*EXERCISE OBJECTIVE*: Taking the line with "in more contexts." as the first and the line with "PR #864, opened 2017-04-04" as the last, set down exactly every line in that range from the entries below, and no more.

......

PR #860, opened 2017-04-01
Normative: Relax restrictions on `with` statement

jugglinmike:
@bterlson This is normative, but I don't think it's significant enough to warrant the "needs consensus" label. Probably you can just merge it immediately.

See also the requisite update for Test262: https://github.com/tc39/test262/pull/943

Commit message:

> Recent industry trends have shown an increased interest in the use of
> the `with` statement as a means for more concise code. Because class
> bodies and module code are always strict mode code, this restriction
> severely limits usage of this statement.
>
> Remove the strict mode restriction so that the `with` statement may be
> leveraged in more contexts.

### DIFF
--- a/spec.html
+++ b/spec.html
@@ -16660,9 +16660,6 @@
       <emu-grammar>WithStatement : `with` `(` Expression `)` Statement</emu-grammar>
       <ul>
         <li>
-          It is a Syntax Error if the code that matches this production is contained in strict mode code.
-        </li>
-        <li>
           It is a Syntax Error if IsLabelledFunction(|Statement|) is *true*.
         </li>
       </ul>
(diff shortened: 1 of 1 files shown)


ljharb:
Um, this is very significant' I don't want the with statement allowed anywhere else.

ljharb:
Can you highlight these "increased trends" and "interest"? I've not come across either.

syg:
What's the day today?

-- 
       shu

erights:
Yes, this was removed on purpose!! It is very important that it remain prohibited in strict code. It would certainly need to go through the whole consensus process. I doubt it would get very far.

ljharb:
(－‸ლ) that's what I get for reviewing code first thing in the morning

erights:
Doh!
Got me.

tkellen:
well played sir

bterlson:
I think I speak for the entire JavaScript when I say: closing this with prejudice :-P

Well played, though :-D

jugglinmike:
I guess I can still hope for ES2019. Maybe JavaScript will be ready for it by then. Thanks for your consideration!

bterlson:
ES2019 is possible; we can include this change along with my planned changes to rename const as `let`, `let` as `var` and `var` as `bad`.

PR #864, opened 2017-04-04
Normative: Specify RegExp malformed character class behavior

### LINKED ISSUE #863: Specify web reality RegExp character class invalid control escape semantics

......

*EXERCISE ANSWER*:
> leveraged in more contexts.

### DIFF
--- a/spec.html
+++ b/spec.html
@@ -16660,9 +16660,6 @@
       <emu-grammar>WithStatement : `with` `(` Expression `)` Statement</emu-grammar>
       <ul>
         <li>
-          It is a Syntax Error if the code that matches this production is contained in strict mode code.
-        </li>
-        <li>
           It is a Syntax Error if IsLabelledFunction(|Statement|) is *true*.
         </li>
       </ul>
(diff shortened: 1 of 1 files shown)


ljharb:
Um, this is very significant' I don't want the with statement allowed anywhere else.

ljharb:
Can you highlight these "increased trends" and "interest"? I've not come across either.

syg:
What's the day today?

-- 
       shu

erights:
Yes, this was removed on purpose!! It is very important that it remain prohibited in strict code. It would certainly need to go through the whole consensus process. I doubt it would get very far.

ljharb:
(－‸ლ) that's what I get for reviewing code first thing in the morning

erights:
Doh!
Got me.

tkellen:
well played sir

bterlson:
I think I speak for the entire JavaScript when I say: closing this with prejudice :-P

Well played, though :-D

jugglinmike:
I guess I can still hope for ES2019. Maybe JavaScript will be ready for it by then. Thanks for your consideration!

bterlson:
ES2019 is possible; we can include this change along with my planned changes to rename const as `let`, `let` as `var` and `var` as `bad`.

PR #864, opened 2017-04-04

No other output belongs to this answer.